*Work instruction:* Output the entire listing that follows verbatim.

*Data supplied:*
•••••

PR #487, opened 2021-03-25
Extract markdown as separate GH Action step

ericherman:
This moves the "bundle exec mdl" into a stand-alone script.
The stand-alone script is now refrenced as a separate "run"
command in both the regular test and cron-nightly actions.
As .travis.yml still references cibuild.sh, it is called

•••••

*Solved problem:*
PR #487, opened 2021-03-25
Extract markdown as separate GH Action step

ericherman:
This moves the "bundle exec mdl" into a stand-alone script.
The stand-alone script is now refrenced as a separate "run"
command in both the regular test and cron-nightly actions.
As .travis.yml still references cibuild.sh, it is called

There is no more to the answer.